A reviewer agent is still an agent. Its approval should not count as a trusted approval unless the active process explicitly accepts that source for that scope.

For risky work, teams need to separate:

  • who produced an artifact
  • who reviewed it
  • who has authority to approve it
  • which evidence FST admitted
  • which gate the evidence satisfied
  • whether a protected effect may proceed

How FST Complements CrewAI

FST gives the crew a shared process runtime.

Each agent can still do its work, but process progress goes through FST:

Crew agent produces candidate artifact
-> FST validates whether it can count
-> another agent repairs or adds missing evidence
-> FST checks the gate again
-> approval waits for a trusted path when required

The result is not "the crew agreed." The result is a run record showing which process version controlled the work and why FST returned the route it did.

Example

A CrewAI system helps with temporary admin access.

The crew may include:

intake agent
policy-check agent
risk-summary agent
approval-packet agent
coordinator agent

The crew can prepare the request. FST controls whether the request may proceed.

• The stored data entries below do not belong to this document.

PR #2187, opened 2024-03-11
bal 1589 rules after schema changes

liorzam:


services/workflows-service/src/prisma/prisma.service.ts
```diff
@@ -44,6 +44,10 @@ export class PrismaService extends PrismaClient implements OnModuleInit, OnModul
         },
       ],
     });
+
+    BigInt.prototype.toJSON = function () {
```
MatanYadaev, line 51: Maybe leave a comment here so it'll be clear why you did it?

services/workflows-service/scripts/alerts/generate-alerts.ts
```diff
@@ -91,7 +104,7 @@ export const ALERT_INLINE_RULES = [
         havingAggregate: AggregateType.COUNT,
 
         direction: 'inbound',
-        excludedCounterpartyIds: ['9999999999999999', '999999******9999'],
+        // excludedCounterparty: ['9999999999999999', '999999******9999'],
```
MatanYadaev, line 111: Consider deleting this line instead of commenting it.

services/workflows-service/scripts/alerts/generate-alerts.ts
```diff
@@ -119,7 +132,7 @@ export const ALERT_INLINE_RULES = [
...
```
MatanYadaev, line 141: Same

services/workflows-service/src/alert/alert.service.ts
```diff
@@ -16,6 +16,15 @@ import { AlertExecutionStatus } from './consts';
 
 // TODO: move to utils
 
+const findValNoCase = (obj: { [key: string]: unknown }, prop: string) => {
+  prop = (prop + '').toLowerCase();
+  for (let p in obj) {
+    if (p in obj && prop === `${p}`.toLowerCase()) {
```
MatanYadaev: Use `.hasOwnProperty`
```suggestion
  for (const p in obj) {
    if (obj.hasOwnProperty(p) && prop === p.toLowerCase()) {
```
Or use `Object.keys()`
```suggestion
  for (const p of Object.keys(obj)) {
    if (prop === p.toLowerCase()) {
```

services/workflows-service/src/alert/alert.service.ts
```diff
@@ -16,6 +16,15 @@ import { AlertExecutionStatus } from './consts';
 
 // TODO: move to utils
 
+const findValNoCase = (obj: { [key: string]: unknown }, prop: string) => {
```
MatanYadaev:
```suggestion
const findByKeyCaseInsensitive = (obj: { [key: string]: unknown }, prop: string) => {
```
```suggestion
const findByKeyNoCase = (obj: { [key: string]: unknown }, prop: string) => {
```

services/workflows-service/src/alert/alert.service.ts
```diff
@@ -152,10 +168,10 @@ export class AlertService {
       async (executionRow: Record<string, unknown>) => {
         try {
           if (
-            _.some(
-              inlineRule.subjects,
-              field => _.isNull(executionRow[field]) || _.isUndefined(executionRow[field]),
-            )
+            _.some(inlineRule.subjects, field => {
+              const val = findValNoCase(executionRow, field);
+              _.isNull(val) || _.isUndefined(val);
```
MatanYadaev: I think you missed a `return` statement.
```suggestion
              return _.isNull(val) || _.isUndefined(val);
```

services/workflows-service/src/alert/alert.service.ts
```diff
@@ -152,10 +168,10 @@ export class AlertService {
...
+            })
```
MatanYadaev: Executing multiline functions inside `if` statement is hard to read. Consider extracting it into a variable.

MatanYadaev (approved):

services/workflows-service/src/alert/alert.service.ts
liorzam: property can be also non string 
that's why i've used `${p}`

services/workflows-service/scripts/alerts/generate-alerts.ts
liorzam: we need to modify this exclusion from other rules.
so once i changed the type i had to take care for it cross all other rules

services/workflows-service/src/alert/alert.service.ts
liorzam: eslint rule
  7:13  error    Do not access Object.prototype method 'hasOwnProperty' from target object  no-prototype-builtins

intake agent records the requester and target system
policy-check agent produces a policy result
risk-summary agent drafts the risk packet
FST checks the admin access profile
FST sees no trusted approval record
FST returns AwaitApproval
coordinator agent stops and asks for approval through the trusted path

The crew remains productive. It does not approve its own authority.

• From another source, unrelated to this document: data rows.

PR #5, opened 2021-05-06
Audioservice logging

stijnvanbeek:
- More clear logging of audio devices and channel settings on startup
- Extra config setting for the audio service to be able to create input-only audio apps: DisableOutputs


demos/audioplayback/config.json
```diff
@@ -0,0 +1,9 @@
+{
```
cklosters, line 1: Can we rename this file to service_config.json?

PR #6, opened 2021-05-21
Small changes to queue family selection in RenderService

AartOdding:
Fixed a bug and added the option to require a queue family that can perform compute commands.

### DIFF
--- a/modules/naprender/src/renderservice.cpp
+++ b/modules/naprender/src/renderservice.cpp
@@ -483,7 +483,7 @@ namespace nap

What Gets More Trustworthy

FST makes CrewAI stronger by adding:

  • shared process state across agents
  • typed artifacts that can be admitted or rejected
  • gates that define what each process step requires
  • approval boundaries that agents cannot satisfy by consensus
  • route decisions that tell the crew what to do next
  • replay that explains why the crew advanced or stopped

This is especially important when the crew has many specialized agents. FST gives them one process authority rather than many local interpretations.

The Boundary

The clean split is:

CrewAI:
coordinate agents, roles, tasks, collaboration, and flows

FST:
maintain official process state, validate evidence,
enforce approvals, return routes, control protected effects

CrewAI helps agents collaborate. FST makes the collaboration accountable to a process.